Oui, j’ai fait un pas de géant en partant de France, mais finalement, je me rends compte que je ne suis pas réellement sortie de ma zone de confort. Je pars d’un pays civilisé pour un autre lui ressemblant beaucoup! Alors, ok, je suis loin de mes repères français, mais j’en retrouves des similaires ici.
Il me reste tellement de choses à affronter.

Dont les courses. Pourquoi ces pu— de magasins me fichent-ils tant la trouille? Pourquoi avoir réussi sur d‘autres points finalement assez facilement (quelques mois/années) quand ici, rien n’y fait, j’ai la peur au ventre et partout, d’ailleurs, dès que je rentre dans un hypermarché…
Longer les rayons n’est pas le plus dur pour moi, si je savais qu’il n’y avait pas la caisse au bout. Je vais assez vite, sûrement pour en sortir plus rapidement aussi. Lorsque je pénètre dans un magasin et que je vois les caisses où je me dis que c’est “gérable” (attention, gérable ne veut pas dire que je le ferai mais plutôt que je ne ferme pas la porte à l’éventualité du “peut-être que j’essayerai”, nuance^^), alors je fonce pour aller chercher les produits convoités. Bien sûr que je ne prends pas le temps de regarder les prix, si je les prenais avant, c’est que ça devait aller. Bien sûr que je vais à ce que je connais, je vais pas non plus perdre 10 minutes à regarder les étiquettes, bien sûr que je vais au plus vite pour arriver aux caisses pendant que c’est encore “gérable”. En règle générale, le “gérable” d’il y a 10 minutes s’est transformé en “nan, là, c’est bondé, j’irai pas”. Bondé pour moi, c’est au minimum une personne d’attente, donc une chance que ça coince en caisse, que la mamie de devant ait oublié de peser ses fruits ou que la caissière soit nouvelle et donc que le temps d’attente soit assez long pour que mon coeur s’emballe au galop (une minute suffit amplement).

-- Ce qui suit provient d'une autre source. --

PR #235, opened 2024-02-25
PB-5834: API Changes ->  DIRECT_KDMP for Backup Object Level

pallav-px:

Closes #


dbinnal-px (approved):

pkg/apis/v1/api.proto
```diff
@@ -351,6 +351,8 @@ message BackupScheduleInfo {
     bool skip_vm_auto_exec_rules = 27;
     // volume snapshot class mapping for csi based backup <provisioner(string), volumesnapshotclass(string)> (optional)
     map<string, string> volume_snapshot_class_mapping = 28;
+    // option to take backup as direct kdmp 
+    bool direct_kdmp = 29;
```
prashanthpx, line 355: Any reason we need this to be part of backupschedule object as backup driver info already has driver type.

pkg/apis/v1/api.proto
```diff
@@ -534,6 +536,8 @@ message BackupInfo {
     bool skip_vm_auto_exec_rules = 36;
     // volume snapshot class mapping for csi based backup <provisioner(string), volumesnapshotclass(string)> (optional)
     map<string, string> volume_snapshot_class_mapping = 37;
+    // option to take backup as direct kdmp 
+    bool direct_kdmp = 38;
```
prashanthpx, line 540: Same as above

pkg/apis/v1/api.proto
```diff
@@ -1052,6 +1059,8 @@ message BackupScheduleUpdateRequest {
     ObjectRef post_exec_rule_ref = 16;
     // volume snapshot class mapping for csi based backup <provisioner(string), volumesnapshotclass(string)> (optional)
     map<string, string> volume_snapshot_class_mapping = 17;
+    // option to take backup as direct kdmp 
+    bool direct_kdmp = 18;
```
prashanthpx, line 1063: One confusion which might cause here is if a user was on PX vol and had incremental backups and in between he switches to direct KDMP then it might lead to confusing as what incremental mean now where already we have confusion with generic backup. I am thinking if a user wants to switch, we should ask them to create new schedule.

pkg/apis/v1/api.proto
pallav-px: BackupSchedule gives values to Backup. So for per backup level direct kdmp we need to add in BackupSchdeuleInfo too

pkg/apis/v1/api.proto
pallav-px: Now its per backup level direct kdmp we should store the value to understand driver easily

pkg/apis/v1/api.proto
pallav-px: If we change the driver for backup schedule now. Each new backup after change will be full backup and those previous incremental backup will be irrelevant . This should be documented

siva-portworx (approved):

PR #243, opened 2024-05-08
pb-6910: preserve uid & gid with which volume is backed up

lalat-das:
During backup due to restricted PSA the app will use certain uid and gid. Same uid Gid need to be used to restore while using a JOB-POD.

**What this PR does / why we need it**: During backup due to restricted PSA the app will use certain uid and gid. Same uid Gid need to be used to restore while using a JOB-POD.

Closes # pb-6910


pkg/apis/v1/api.proto
```diff
@@ -585,6 +585,10 @@ message BackupInfo {
         string pvc_id = 12;
         string provisioner = 13;
         string volumesnapshot = 14;
+        // if as part of restrictive PSA setting, an UID or GID is used
+        // during backup then same value should be used during restore operation
```
vsundarraj-px, line 589: Isnt this mostly for inplace restore to same namespace on same cluster? How does this apply for new cluster ? UID and GID would not be same.

pkg/apis/v1/api.proto
```diff
@@ -568,6 +568,12 @@ message BackupInfo {
         string name = 2;
     }
 
+    message VolumeSecurityInfo {
```
vsundarraj-px, line 571: This is miss leading name as this is not the security IDs for a volume but for Job Pods that we spin up to access these volumes. Volumes as such do not have any UID/GID specification. So lets use the name that does not create this confusion.

Also please comment where this will be used and for reason. A story is merrier to me as this is very unique field used for specific processing for a specific security configuration.

vsundarraj-px: I would suggest to keep SecurityContext and can use Suffix or Prefix as necessary. One name I can think of is
KDMPJobSecurityContext

pkg/apis/v1/api.proto
```diff
@@ -568,6 +568,12 @@ message BackupInfo {
...
+        // if as part of restrictive PSA setting, an UID or GID is used during backup then same value should be used during restore operation (optional)
+        int64 uid = 1;
```
vsundarraj-px, line 573: Please use runAsUser itself so that we know what is the correlation within in k8s

pkg/apis/v1/api.proto
```diff
@@ -568,6 +568,12 @@ message BackupInfo {
...
+        int64 gid = 2;
```
vsundarraj-px, line 574: Similarly runAsGroup?

pkg/apis/v1/api.swagger.json
```diff
@@ -3435,6 +3435,23 @@
         },
         "volumesnapshot": {
           "type": "string"
+        },
+        "volume_security_info": {
+          "$ref": "#/definitions/BackupInfoVolumeSecurityInfo"
+        }
+      }
+    },
+    "BackupInfoVolumeSecurityInfo": {
```
vsundarraj-px, line 3444: You need to move the definition of the message with in the Volume to get Specific nestedName from proto parsing.

pkg/apis/v1/api.proto
lalat-das: Sure make sense...

pkg/apis/v1/api.proto
lalat-das: Sure I will rename it as suggested.

pkg/apis/v1/api.proto
```diff
@@ -587,6 +587,11 @@ message BackupInfo {
         string pvc_id = 12;
         string provisioner = 13;
         string volumesnapshot = 14;
+        // As part of restrictive PSA setting, if an UID or GID is used during backup then same value should be used during restore (optional)
+        message JobSecurityContext {
```
vsundarraj-px, line 591: Is the decleration of this definition missed?

lalat-das: Added the member defining the structure.

vsundarraj-px (approved):
LGTM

La caisse, c’est aussi la vitrine de la maladie invisible que les gens ne comprennent pas. “Pourquoi cette fille tremble? Pourquoi elle s’agite? Pourquoi elle se barre?” ^^

J’aime décidément pas me faire remarquer, et à la caisse, je perds vite mes moyens. Ma bulle de sécurité est souvent anéantie, je n’aime pas les regards sur moi, je n’aime pas qu’on soit si près de moi, je n’aime pas qu’on puisse me juger. Je n’aime pas les supermarchés!

Lorsque la crise est lancée, chose sûre, c’est que je ne peux ni m’asseoir (enfin si, je le peux, mais je passe indéniablement pour une conne si je ne m’évanouie pas réellement^^) ni m’écarter dans un endroit reculé à l’abri des regards à moins de jouer à celle qui va à la chasse et qui perd sa place. Et puis, une fois que la caisse est choisie, que je m’y sens à peu près bien, le drame arrive: il faut poser ses articles. Une fois posés, je me vois mal les reprendre un à un si je ne me sens pas bien, c’est un peu le passage obligé: “Maintenant qu’ils sont là, tu es bonne pour rester là jusqu’à ce que la gentille caissière t’ait dit “au revoir”.

C’est à ce moment bien précis que la crise arrive, TOUJOURS! Elle n’est pas très surprenante, je l’attends, elle fait son taf.

Et jamais je n’ai réussi à faire de vraies crises en affrontant réellement. Si, j’exagère, une fois ou deux, j’ai dû y arriver. Mais tellement de fois j’ai évité, ou suis partie en courant au passage sans achat en laissant mes articles sur le tapis. Des dizaines de fois. Je ne comprends pas pourquoi cette étape est plus dure que d’autres. Sûrement parcque les crises fortes marquent vraiment l’inconscient. Pour moi, y’a le feu aux caisses, passage en force obligé. Je suis loin d’y aller avec le sourire. Pourtant il va me falloir l’affronter. Pas aujourd’hui, ni demain, mais très bientôt…
A très vite.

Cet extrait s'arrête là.